Gregory went without solid food for weeks to draw attention to a wide range of causes, including Middle East peace, American hostages in Iran, animal rights, police brutality, the Equal Rights Amendment for women and to support pop singer Michael Jackson, who was charged with sexual molestation in 2004.

His political passions were never far from his mind – and they hurt his comedy career. The nation was grappling with the Civil Rights Movement, and it was not at all clear that racial integration could be achieved. At protest marches, he was repeatedly beaten and jailed.

“We thought I was going to be a great athlete, and we were wrong, and I thought I was going to be a great entertainer, and that wasn’t it either. I’m going to be an American Citizen. First class,” he once said.

In 2009, Gregory was the keynote speech at the Southern Christian Leadership Conference Georgia State Convention. Before the event, he gave a short speech thanking the activists that have been fighting for equality in the African American community.

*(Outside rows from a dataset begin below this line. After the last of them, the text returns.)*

PR #1124, opened 2017-08-23
Add the K86R (MoreGrofman) Strategy

buckbaskin:
This strategy is implemented in response to issue #1093 

I've implemented the MoreGrofman strategy as well as added tests to verify the functionality.

I'm opening a PR for early feedback and to check test coverage. I don't know if the pull request is ready to merge (probably not yet) and I'd appreciate feedback for how to improve the pull request.


axelrod/strategies/axelrod_second.py
```diff
@@ -199,3 +199,62 @@ def strategy(self, opponent: Player) -> Action:
         else:
             # Play TFT
             return opponent.history[-1]
+
+
+class MoreGrofman(Player):
+    '''
```
drvinceknight: Can we change these to `"`

axelrod/strategies/axelrod_second.py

After stating “We’re the only generation on the planet that can start at the bottom and in one generation, make it to the top,” he encouraged parents to discipline their children in order to set them on the right path and push them to be better than them.

He closed by saying that those in the struggle for equality don’t have to have their names mentioned to be in the fight. However, it is good to keep all photographs and memorabilia to document history – increasing the value of the items and movement.

He remained active on the comedy scene until recently, when he fell ill and canceled an Aug. 9 show in San Jose, California, followed by an Aug. 15 appearance in Atlanta. On social media, he wrote that he felt energized by the messages from his well-wishers, and said he was looking to get back on stage because he had a lot to say about the racial tension brought on by the gathering of hate groups in Virginia.

“We have so much work still to be done, the ugly reality on the news this weekend proves just that,” he wrote.

Gregory died late Saturday in Washington, D.C. after being hospitalized for about a week, according to his son Christian Gregory. He had suffered a severe bacterial infection. He was 84 and is survived by his wife, Lillian, and 10 children.

“Our brother in the struggle, Dick Gregory will be sorely missed,” said NAACP interim President Derrick Johnson. “He, along with people like Harry Belafonte and Paul Robeson pioneered the use of celebrity as tool to push for social justice. Our community and nation owes a great debt to him for his decades of work to eradicate racism.”

Robyn H. Jimenez/The Dallas Examiner contributed to this report.